■ SUPPLIED MATERIAL:
PR #1007, opened 2017-10-05
app: ensure that old tasks are compatible with TaskCPUMemLimits

petderek:
### Summary
This ensures that we dont start old versions of agent with the cgroup hierarchy enabled.

### Implementation
Two main behavior paths:
* If the feature is explicitly enabled by the end user, we will throw an error on startup if old tasks exist in the state file
* If the feature is default enabled, we will degrade gracefully

### Testing

### Licensing

### DIFF
--- a/agent/app/agent.go
+++ b/agent/app/agent.go
@@ -193,16 +193,17 @@ func (agent *ecsAgent) doStart(containerChangeEventStream *eventstream.EventStre
 	}
 
 	// Conditionally create '/ecs' cgroup root
-	// TODO: Ensure that this feature is enabled only when
-	// the cgroup mountpoint is accessible to the agent
 	if agent.cfg.TaskCPUMemLimit.Enabled() {
 		err = agent.resource.Init()
 		// When task CPU and memory limits are enabled, all tasks are placed
 		// under the '/ecs' cgroup root.
-		// TODO: Make this fatal only when explicitly enabled
 		if err != nil {
-			seelog.Criticalf("Unable to setup '/ecs' cgroup: %v", err)
-			return exitcodes.ExitTerminal
+			if agent.cfg.TaskCPUMemLimit == config.ExplicitlyEnabled {
+				seelog.Criticalf("Unable to setup '/ecs' cgroup: %v", err)
+				return exitcodes.ExitTerminal
+			}
+			seelog.Warnf("Disabling TaskCPUMemLimit because agent is unabled to setup '/ecs' cgroup: %v", err)
+			agent.cfg.TaskCPUMemLimit = config.ExplicitlyDisabled
 		}
 	}
 
@@ -280,18 +281,24 @@ func (agent *ecsAgent) newTaskEngine(containerChangeEventStream *eventstream.Eve
 	previousTaskEngine := engine.NewTaskEngine(agent.cfg, agent.dockerClient,
 		credentialsManager, containerChangeEventStream, imageManager, state)
 
-	// previousState is used to verify that our current runtime configuration is
+	// previousStateManager is used to verify that our current runtime configuration is
 	// compatible with our past configuration as reflected by our state-file
-	previousState, err := agent.newStateManager(previousTaskEngine, &previousCluster,
+	previousStateManager, err := agent.newStateManager(previousTaskEngine, &previousCluster,
 		&previousContainerInstanceArn, &previousEC2InstanceID)
 	if err != nil {
 		seelog.Criticalf("Error creating state manager: %v", err)
 		return nil, "", err
 	}
 
-	err = previousState.Load()
+	err = previousStateManager.Load()
 	if err != nil {
 		seelog.Criticalf("Error loading previously saved state: %v", err)
+		return nil, "", err
+	}
+
+	err = agent.checkCompatibility(previousTaskEngine)
+	if err != nil {
+		seelog.Criticalf("Error checking compatibility with previously saved state: %v", err)
 		return nil, "", err
 	}
 
--- a/agent/app/agent_compatibility_linux.go
+++ b/agent/app/agent_compatibility_linux.go
@@ -1,0 +1,63 @@
+// +build linux
+
+// Copyright 2017 Amazon.com, Inc. or its affiliates. All Rights Reserved.
+//
+// Licensed under the Apache License, Version 2.0 (the "License"). You may
+// not use this file except in compliance with the License. A copy of the
+// License is located at
+//
+//	http://aws.amazon.com/apache2.0/
+//
+// or in the "license" file accompanying this file. This file is distributed
+// on an "AS IS" BASIS, WITHOUT WARRANTIES OR CONDITIONS OF ANY KIND, either
+// express or implied. See the License for the specific language governing
+// permissions and limitations under the License.
+
+package app
+
+import (
+	"github.com/aws/amazon-ecs-agent/agent/config"
+	"github.com/aws/amazon-ecs-agent/agent/engine"
+
+	"github.com/cihub/seelog"
+	"github.com/pkg/errors"
+)
+
+// checkCompatibility (for linux) ensures that the running task engine is capable for running with the TaskCPUMemLimit
+// flag enabled. It will disable the feature if it determines that it is incompatible and the feature isn't explicitly
+// enabled.
+func (agent *ecsAgent) checkCompatibility(engine engine.TaskEngine) error {
+
+	// We don't need to do these checks if CPUMemLimit is disabled
+	if !agent.cfg.TaskCPUMemLimit.Enabled() {
+		return nil
+	}
+
+	tasks, err := engine.ListTasks()
+	if err != nil {
+		return err
+	}
+
+	// Loop over each task to determine if the state is compatible with the running version of agent and its options
+	compatible := true
+	for _, task := range tasks {
+		if !task.MemoryCPULimitsEnabled {
+			seelog.Warnf("App: task from state file is not compatible with TaskCPUMemLimit setting, because it is not using ecs' cgroup hierarchy: %s", task.Arn)
+			compatible = false
+			break
+		}
+	}
+
+	if compatible {
+		return nil
+	}
+
+	if agent.cfg.TaskCPUMemLimit == config.ExplicitlyEnabled {
+		return errors.New("App: unable to load old tasks because TaskCPUMemLimits setting is incompatible with old state.")
+	}
+
+	seelog.Warn("App: disabling TaskCPUMemLimit.")
+	agent.cfg.TaskCPUMemLimit = config.ExplicitlyDisabled
+
+	return nil
+}
--- a/agent/app/agent_compatibility_linux_test.go
+++ b/agent/app/agent_compatibility_linux_test.go
@@ -1,0 +1,132 @@
+// +build linux
+
+// Copyright 2014-2017 Amazon.com, Inc. or its affiliates. All Rights Reserved.
+//
+// Licensed under the Apache License, Version 2.0 (the "License"). You may
+// not use this file except in compliance with the License. A copy of the
+// License is located at
+//
+//	http://aws.amazon.com/apache2.0/
+//
+// or in the "license" file accompanying this file. This file is distributed
+// on an "AS IS" BASIS, WITHOUT WARRANTIES OR CONDITIONS OF ANY KIND, either
+// express or implied. See the License for the specific language governing
+// permissions and limitations under the License.
+
+package app
+
+import (
+	"context"
+	"testing"
+
+	"github.com/aws/amazon-ecs-agent/agent/api"
+	"github.com/aws/amazon-ecs-agent/agent/config"
+	"github.com/aws/amazon-ecs-agent/agent/ec2"
+	"github.com/aws/amazon-ecs-agent/agent/eventstream"
+	"github.com/aws/amazon-ecs-agent/agent/statemanager/mocks"
+
+	"github.com/golang/mock/gomock"
+	"github.com/stretchr/testify/assert"
+)
+
+func TestCompatibilityEnabledSuccess(t *testing.T) {
+	ctrl, creds, state, images, _, _, stateManagerFactory, saveableOptionFactory := setup(t)
+	defer ctrl.Finish()
+	stateManager := mock_statemanager.NewMockStateManager(ctrl)
+
+	cfg := getTestConfig()
+	cfg.Checkpoint = true
+	cfg.TaskCPUMemLimit = config.DefaultEnabled
+
+	agent := &ecsAgent{
+		cfg:                   &cfg,
+		stateManagerFactory:   stateManagerFactory,
+		saveableOptionFactory: saveableOptionFactory,
+		ec2MetadataClient:     ec2.NewBlackholeEC2MetadataClient(),
+	}
+
+	gomock.InOrder(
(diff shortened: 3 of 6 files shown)


agent/app/agent_compatibility_linux.go
```diff
@@ -0,0 +1,48 @@
...
+			seelog.Infof("Task from state file is not compatible with TaskCPUMemLimit setting, %s", task)
+			incompatible = true
+			break
+		}
+	}
+
+	if incompatible && agent.cfg.TaskCPUMemLimit.Enabled() {
+		if agent.cfg.TaskCPUMemLimit == config.ExplicitlyEnabled {
+			return errors.New("app: unable to load old tasks because TaskCPUMemLimits setting is incompatible with old state.")
+		} else {
```
aaithal: nit: you don't need the `else` here.

agent/app/agent.go
```diff
@@ -282,19 +282,25 @@ func (agent *ecsAgent) newTaskEngine(containerChangeEventStream *eventstream.Eve
 
 	// previousState is used to verify that our current runtime configuration is
 	// compatible with our past configuration as reflected by our state-file
-	previousState, err := agent.newStateManager(previousTaskEngine, &previousCluster,
+	previousStateManager, err := agent.newStateManager(previousTaskEngine, &previousCluster,
```
vsiddharth: * Comment needs to be updated alongside
* `previousStateManager` is confusing, a better name is preferable

agent/app/agent_compatibility_linux.go
```diff
@@ -0,0 +1,48 @@
...
+	var incompatible bool
+	for _, task := range tasks {
+		if utils.ZeroOrNil(task.MemoryCPULimitsEnabled) {
+			seelog.Infof("Task from state file is not compatible with TaskCPUMemLimit setting, %s", task)
+			incompatible = true
+			break
+		}
+	}
+
+	if incompatible && agent.cfg.TaskCPUMemLimit.Enabled() {
```
aaithal: I think there's an efficiency gain to be had here if you refactor this a bit. Checking if `agent.cfg.TaskCPUMemLimit.Enabled()` is `false` at the very beginning of the method will result in avoiding all of the `ListTasks` and checking each task's  `MemoryCPULimitsEnabled` field.

agent/app/agent_compatibility_linux.go
```diff
@@ -0,0 +1,48 @@
...
+
+func (agent *ecsAgent) checkCompatibility(engine engine.TaskEngine) error {
+	tasks, err := engine.ListTasks()
+	if err != nil {
+		return err
+	}
+
+	var incompatible bool
+	for _, task := range tasks {
+		if utils.ZeroOrNil(task.MemoryCPULimitsEnabled) {
```
aaithal: Why are we checking for `task.MemoryCPULimitsEnabled` here? Shouldn't the mere fact that there tasks that are already running on the Agent prevent us from enabling this feature? As otherwise, there'd be a skewed `cgroup` hierarchy?

vsiddharth: Can you avoid using `utils.ZeroOrNil`

agent/app/agent_compatibility_linux.go
```diff
@@ -0,0 +1,48 @@
...
+			seelog.Infof("Task from state file is not compatible with TaskCPUMemLimit setting, %s", task)
```
vsiddharth: The task ARN should suffice here

agent/app/agent_compatibility_linux.go
```diff
@@ -0,0 +1,48 @@
...
+			incompatible = true
+			break
+		}
+	}
+
+	if incompatible && agent.cfg.TaskCPUMemLimit.Enabled() {
+		if agent.cfg.TaskCPUMemLimit == config.ExplicitlyEnabled {
+			return errors.New("app: unable to load old tasks because TaskCPUMemLimits setting is incompatible with old state.")
+		} else {
+			agent.cfg.TaskCPUMemLimit = config.ExplicitlyDisabled
```
vsiddharth: Please add a log before explicitly turning of the setting

agent/app/agent_compatibility_linux.go
```diff
@@ -0,0 +1,48 @@
+// +build linux
+// Copyright 2017 Amazon.com, Inc. or its affiliates. All Rights Reserved.
```
vsiddharth: nit: empty line after the build tags

agent/app/agent_compatibility_linux_test.go
```diff
@@ -0,0 +1,129 @@
+// +build linux
+// Copyright 2014-2017 Amazon.com, Inc. or its affiliates. All Rights Reserved.
```
vsiddharth: nit: empty line after build tags

agent/app/agent_compatibility_linux_test.go
```diff
@@ -0,0 +1,129 @@
...
+	"github.com/aws/amazon-ecs-agent/agent/api"
+	"github.com/aws/amazon-ecs-agent/agent/config"
+	"github.com/aws/amazon-ecs-agent/agent/ec2"
+	"github.com/aws/amazon-ecs-agent/agent/eventstream"
+	"github.com/aws/amazon-ecs-agent/agent/statemanager/mocks"
+
+	"github.com/golang/mock/gomock"
+	"github.com/stretchr/testify/assert"
+)
+
```
vsiddharth: Can the mocks be ordered in these tests

agent/app/agent_compatibility_unpecified.go
```diff
@@ -0,0 +1,23 @@
+// +build !linux
+// Copyright 2017 Amazon.com, Inc. or its affiliates. All Rights Reserved.
```
vsiddharth: nit: empty line after build tag

agent/app/agent_compatibility_unpecified.go
```diff
@@ -0,0 +1,23 @@
...
+//
+// or in the "license" file accompanying this file. This file is distributed
+// on an "AS IS" BASIS, WITHOUT WARRANTIES OR CONDITIONS OF ANY KIND, either
+// express or implied. See the License for the specific language governing
+// permissions and limitations under the License.
+
+package app
+
+import (
+	"github.com/aws/amazon-ecs-agent/agent/engine"
```
vsiddharth: braces not required here

agent/app/agent_compatibility_linux.go
```diff
@@ -0,0 +1,48 @@
...
+
+import (
+	"github.com/aws/amazon-ecs-agent/agent/config"
+	"github.com/aws/amazon-ecs-agent/agent/engine"
+	"github.com/aws/amazon-ecs-agent/agent/utils"
+	"github.com/cihub/seelog"
+	"github.com/pkg/errors"
+)
+
+func (agent *ecsAgent) checkCompatibility(engine engine.TaskEngine) error {
```
vsiddharth: Can this method also verify that the agent has access to the cgroup mounts?

agent/app/agent_compatibility_linux.go
petderek: If we are restoring from a snapshot of the current or later agent version, with limits enabled, its completely reasonable to proceed.

agent/app/agent_compatibility_linux.go
petderek: Good idea!

agent/app/agent.go
petderek: Good callout.

I'm not sure what is confusing about it; what would you recommend? I added 'manager' because its a manager object and not the underlying state.

agent/app/agent_compatibility_linux.go
petderek: ahhh i forgot about that. will fix

agent/app/agent_compatibility_linux.go
petderek: I'm not sure that fits within the scope of responsibility for this function. Here we are checking the state file for incompatibilities. 

Don't we handle that error in the agent startup process (with cgroups enabled)?

agent/app/agent_compatibility_linux_test.go
petderek: I can, but I don't think it adds any value for these tests in particular.

Is it just to be consistent with other tests in the package? I can agree with that.

agent/app/agent_compatibility_unpecified.go
petderek: Not sure what the standard is/was -- I can remove them.

agent/app/agent_compatibility_unpecified.go
```diff
@@ -0,0 +1,23 @@
...
+)
+
+func (agent *ecsAgent) checkCompatibility(engine engine.TaskEngine) error {
```
sharanyad: When exactly will this be called? 
also nit - I guess the file name is `agent_compatibility_unspecified.go`?

petderek: This still gets called when we reload the state file in the app startup. On Windows / OS X, it won't do anything.

Also thanks! Spelling is hard.

sharanyad: aah ok, used to seeing `_windows` everywhere, `unspecified` was new. So just confirmed.

agent/app/agent.go
vsiddharth: I was slightly confused; I'm no longer unhappy with the name
The `previousStateManager` uses the `previousTaskEngine` to become the new `taskEngine`

agent/app/agent_compatibility_linux.go
vsiddharth: The agent does not do this yet. We only have a `TODO`. Have a look at `L#196`

agent/app/agent_compatibility_linux_test.go
vsiddharth: Its just for consistency within this package

agent/app/agent_compatibility_unpecified.go
vsiddharth: The task cgroup checks need happen only on supported platforms`(linux)` but we still need to maintain compatibility on `windows`

agent/app/agent.go
petderek: Yeah. Its kind of weird but the whole function has this notion of 'previous' where everything labeled 'previous' is inferred from the state file that has been loaded

agent/app/agent_compatibility_linux.go
petderek: aha! I'll need to think about that.

We want that to happen in more cases than only when this function gets invoked.

vsiddharth: I think a better place for the `mountpoint` check would be the `config` package as we can stick it in the `overrides`

agent/app/agent_compatibility_linux.go
```diff
@@ -0,0 +1,55 @@
...
+	compatible := true
+	for _, task := range tasks {
+		if !task.MemoryCPULimitsEnabled {
+			seelog.Warnf("app: task from state file is not compatible with TaskCPUMemLimit setting, %s", task.Arn)
+			compatible = false
+			break
+		}
+	}
+
+	if !compatible {
```
aaithal: nit: you can reduce the indentation characters:

```
if compatible {
 return nil
}

things and stuff ...
```

agent/app/agent_compatibility_linux.go
```diff
@@ -0,0 +1,55 @@
...
+		if agent.cfg.TaskCPUMemLimit == config.ExplicitlyEnabled {
+			return errors.New("app: unable to load old tasks because TaskCPUMemLimits setting is incompatible with old state.")
+		}
+		seelog.Warnf("app: disabling TaskCPUMemLimit.")
```
aaithal: nit: `"App ..`, also it would be nice to log why this is being disabled as well.

agent/app/agent_compatibility_linux.go
aaithal: I agree that we should do that check outside of this function, possibly somewhere in this block: https://github.com/aws/amazon-ecs-agent/pull/1007/files#diff-2149975f54c050dd31ac9a37f1ef63bcR198

agent/app/agent_compatibility_linux.go
vsiddharth: nit: `Warnf -> Warn`

agent/app/agent_compatibility_linux.go
```diff
@@ -0,0 +1,55 @@
...
+// on an "AS IS" BASIS, WITHOUT WARRANTIES OR CONDITIONS OF ANY KIND, either
+// express or implied. See the License for the specific language governing
+// permissions and limitations under the License.
+
+package app
+
+import (
+	"github.com/aws/amazon-ecs-agent/agent/config"
+	"github.com/aws/amazon-ecs-agent/agent/engine"
+	"github.com/cihub/seelog"
```
vsiddharth: nit: separate 3p packages

agent/app/agent_compatibility_linux.go
petderek: The reason will be included with the previous Warn.

agent/app/agent_compatibility_linux.go
petderek: Agreed. I'll address that separately.

agent/app/agent_compatibility_linux.go
```diff
@@ -0,0 +1,60 @@
...
+
+import (
+	"github.com/aws/amazon-ecs-agent/agent/config"
+	"github.com/aws/amazon-ecs-agent/agent/engine"
+
+	"github.com/cihub/seelog"
+	"github.com/pkg/errors"
+)
+
+func (agent *ecsAgent) checkCompatibility(engine engine.TaskEngine) error {
```
vsiddharth: might we worth adding a note that this method can update the config too

agent/app/agent_compatibility_linux.go
```diff
@@ -0,0 +1,60 @@
...
+
+	if compatible {
+		return nil
+	}
+
+	if agent.cfg.TaskCPUMemLimit == config.ExplicitlyEnabled {
+		return errors.New("app: unable to load old tasks because TaskCPUMemLimits setting is incompatible with old state.")
+	}
+
+	seelog.Warn("app: disabling TaskCPUMemLimit.")
```
aaithal: nit: `"App"`. Please ensure that log messages being with upper-case letters.

agent/app/agent_compatibility_linux.go
```diff
@@ -0,0 +1,60 @@
...
+	tasks, err := engine.ListTasks()
+	if err != nil {
+		return err
+	}
+
+	// Loop over each task to determine if the state is compatible with the running version of agent and its options
+	compatible := true
+	for _, task := range tasks {
+		if !task.MemoryCPULimitsEnabled {
+			seelog.Warnf("app: task from state file is not compatible with TaskCPUMemLimit setting, %s", task.Arn)
```
aaithal: Please expand this to log why it's incompatible as well.

agent/app/agent_compatibility_linux.go
aaithal: This is still not addressed.

petderek: whoops. I’ve been doing the opposite. Will fix!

■ PROBLEM TO WORK ON: All lines containing "tags" in the material above should appear in your reply, copied exactly.

■ TASK RESULT:
vsiddharth: nit: empty line after the build tags
vsiddharth: nit: empty line after build tags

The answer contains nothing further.